The paper reports the results of 31 approaches (plus one method that was not compared to the others) and does a good job of summarizing their performance and identifying whether certain data type or certain approaches work better than others. They also investigated the performance of an ensemble of approaches, which, as one might expect, worked better than the single methods. While the importance of gene expression in predictive performance was not as great as I would’ve thought, it was certainly more useful than chemical structure alone. Interestingly, they also noted that “*compounds with more targeted mechanisms, such as rapamycin and blebbistatin, were least synergistic*“. I suspect that this is somewhat dataset specific, but it will be interesting to see whether this holds in large collections of combination experiment such as those run at NCATS.

Overall, it’s an important contribution with the key take home message being

… synergy and antagonism are highly context specific and are thus not universal properties of the compounds’ chemical, structural or substrate information. As a result, predictive methods that account for the genetics and regulatory architecture of the context will become increasingly relevant to generalize results across multiple contexts

Given the relative dearth of predictive models of compound synergy, this paper is a nice compilation of methods. But there are some issues that weaken the paper.

- One key issue are the conclusions on model performance. The organizers defined a score, termed probabilistic c-score (PC score). If I understand correctly, a random ranking should give PC = 0.5. It turns out that the best performing method exhibited a PC score = 0.61 with a number of methods hovering around 0.5. Undoubtably, this is a tough problem, but when the authors states that “
*… this challenge shows that current methodologies can perform significantly better than chance …*” I raise an eyebrow.
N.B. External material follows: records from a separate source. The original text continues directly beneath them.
PR #1190, opened 2024-06-21
Fix intermittent parallel build failures in MPAS-A physics

mgduda:
This PR fixes intermittent parallel build failures in MPAS-A physics.

Firstly, this PR adds a missing dependency in `src/core_atmosphere/physics/Makefile`. The `core_physics` target should depend not only on `core_physics_wrf` but also on `core_physics_noahmp`. Note that `core_physics_wrf` already has a dependency on `core_physics_mmm`, and so it isn't necessary to also list `core_physics_mmm` as a dependency for `core_physics`.

Secondly, this PR splits the compilation of source files in MPAS-A physics. Now, Makefiles have been modified so that source files in `physics_wrf`, `physics_noahmp`, and `physics_mmm` can be compiled in parallel first, and as a subsequent step, object files from these directories are added to `libphys.a` in a serial fashion to avoid race conditions during library updates.

### DIFF
--- a/src/core_atmosphere/Externals.cfg
+++ b/src/core_atmosphere/Externals.cfg
@@ -2,7 +2,7 @@
 local_path = ./physics_mmm
 protocol = git
 repo_url = git@github.com:NCAR/MMM-physics.git
-tag = 20240525-MPASv8.2
+tag = 20240626-MPASv8.2
 
 required = True
 
--- a/src/core_atmosphere/physics/Makefile
+++ b/src/core_atmosphere/physics/Makefile
@@ -70,7 +70,7 @@ core_physics_noahmp:
 core_physics_init: $(OBJS_init)
 	ar -ru libphys.a $(OBJS_init)
 
-core_physics: core_physics_wrf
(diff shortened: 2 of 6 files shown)


ldfowler58:
I should have checked that parallel builds work after adding the directory physics_noahmp, but did not (I do not use parallel builds very often). After compiling the sourcecode with the updated Makefile, parallel builds (-j 4) worked with the intel and gnu compilers. I approve this PR. Thanks for fixing the Makefile.

mgduda:
Upon further testing, it looks like there are other issues with parallel builds related to the creating or updating of `libphys.a`. I'll see if it's possible to address those issues as part of this PR.

mgduda:
@ldfowler58 Can you re-review this PR? I've added another commit with the Makefile changes that allow us to build source directories in parallel, but to serialize the updating of `libphys.a`.

ldfowler58:
I reviewed this PR and now understand the issue regarding the parallel build. After reviewing changes to the Makefile, I agree with the PR. Thanks.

I can only assume that what they meant was that the results were “*statistically significantly better than chance*“, because in terms of effect size the results are not impressive. After reading this excellent article on p-values and significance testing I’m particularly sensitized to claims of significance. - The dataset could have been strengthened by the inclusion of self-crosses. This would’ve allowed the authors to assess actual excess over Bliss values corresponding to additivity (which will not be exactly 0 due to experimental noise), and avoid the use of cutoffs in determining what is synergistic or antagonistic.
- Similarly, a key piece of data that would really strengthen these approaches is the expression data in presence of combinations. While it’s unreasonable to have this data available for all combinations, it could be used as a first step in developing models to predict the expression profile in presence of combination treatment. Certainly, such data could be used to validate some assumptions made by some of the models described (e.g., concordance of DEG’s induced by single agents implies synergistic response).
- Kudos for including source code for the top methods, but would’ve been nicer if data files were included so we could actually reproduce the results.
- The authors conclude that when designing new synergy experiments, one should identify mechanistically diverse molecules to make up for the “
*small number of potentially synergistic pathways*“. While mechanistic diversity is a good idea, it’s not clear how they conclude there are a small number of pathways that play a role in synergy. - It’s a pity that the SynGen method was not compared to the other methods. While the authors provide a justification, it seems rather weak. The method only applied to the synergistic combinations (performance was not a whole lot better than random – true positive rate of 56%) – but the text indicates that it predicted synergistic compound pairs. It’s not clear whether this means it made a call on synergy or a predicted ranking. If the latter it would’ve been interesting to see how it compared to the rankings of the synergistic subset of 91 compounds from other methods.